======== Data provided ========

PR #133, opened 2017-02-07
Update README.md

evilspacepirate:
Add component: BlueNRG-MS

### DIFF
--- a/README.md
+++ b/README.md
@@ -80,6 +80,7 @@ GitHub page.
 * ARM
  * STM32F4/7 USB drivers
 * Components
+ * BlueNRG-MS (Bluetooth Low Energy Network Processor)
 * Services
  * Bluetooth Low Energy stack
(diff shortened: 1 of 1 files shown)


Fabien-Chouteau:
Hi,
Do you plan to implement an Ada firmware for this device or a driver to control it from outside?

I'm also curious to know in which project your are going to use this chip :)

evilspacepirate:
Fabien,

The goal is to control the BlueNRG-MS component from the outside using an
STM32F407 chip.

John

Fabien-Chouteau:
> The goal is to control the BlueNRG-MS component from the outside using an STM32F407 chip.

Thanks, I will apply your patch. Don't hesitate to give us progress report or to do intermediate pull-requests to get some early feedback.

evilspacepirate:
Thanks Fabien.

========

Print out the whole of the material above exactly.

PR #133, opened 2017-02-07
Update README.md

evilspacepirate:
Add component: BlueNRG-MS

### DIFF
--- a/README.md
+++ b/README.md
@@ -80,6 +80,7 @@ GitHub page.
 * ARM
  * STM32F4/7 USB drivers
 * Components
+ * BlueNRG-MS (Bluetooth Low Energy Network Processor)
 * Services
  * Bluetooth Low Energy stack
(diff shortened: 1 of 1 files shown)


Fabien-Chouteau:
Hi,
Do you plan to implement an Ada firmware for this device or a driver to control it from outside?

I'm also curious to know in which project your are going to use this chip :)

evilspacepirate:
Fabien,

The goal is to control the BlueNRG-MS component from the outside using an
STM32F407 chip.

John

Fabien-Chouteau:
> The goal is to control the BlueNRG-MS component from the outside using an STM32F407 chip.

Thanks, I will apply your patch. Don't hesitate to give us progress report or to do intermediate pull-requests to get some early feedback.

evilspacepirate:
Thanks Fabien.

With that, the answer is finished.